Problem description
The full listing should be reproduced exactly as it appears.

-- Task material follows --

PR #955, opened 2025-10-17
Update Gcm to Check for Missed Consent

Niyibitanga:
Sometimes the consent state will be loaded before tags and it will be missed. Updating to check for consent updates prior to tags being loaded.

### DIFF
--- a/packages/clarity-js/src/data/consent.ts
+++ b/packages/clarity-js/src/data/consent.ts
@@ -62,14 +62,14 @@ export function trackConsentv2(consent: ConsentData): void {
     encode(Event.Consent);
 }
 
-// Compute function is called every upload, but we only want to send consent data once.
+// Compute function is called every upload, but we only want to send consent data once or if consent is updated.
 export function compute(): void {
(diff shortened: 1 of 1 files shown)


packages/clarity-js/src/data/consent.ts
```diff
@@ -66,5 +67,10 @@ export function compute(): void {
     if (updateConsent) {
         encode(Event.Consent);
         updateConsent = false;
+
+        const ics = window.google_tag_data?.ics;
+        if(ics?.usedUpdate){
```
nairmanu: fix styling issues

packages/clarity-js/src/data/consent.ts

-- Task material concluded --

Answer section
PR #955, opened 2025-10-17
Update Gcm to Check for Missed Consent

Niyibitanga:
Sometimes the consent state will be loaded before tags and it will be missed. Updating to check for consent updates prior to tags being loaded.

### DIFF
--- a/packages/clarity-js/src/data/consent.ts
+++ b/packages/clarity-js/src/data/consent.ts
@@ -62,14 +62,14 @@ export function trackConsentv2(consent: ConsentData): void {
     encode(Event.Consent);
 }
 
-// Compute function is called every upload, but we only want to send consent data once.
+// Compute function is called every upload, but we only want to send consent data once or if consent is updated.
 export function compute(): void {
(diff shortened: 1 of 1 files shown)


packages/clarity-js/src/data/consent.ts
```diff
@@ -66,5 +67,10 @@ export function compute(): void {
     if (updateConsent) {
         encode(Event.Consent);
         updateConsent = false;
+
+        const ics = window.google_tag_data?.ics;
+        if(ics?.usedUpdate){
```
nairmanu: fix styling issues

packages/clarity-js/src/data/consent.ts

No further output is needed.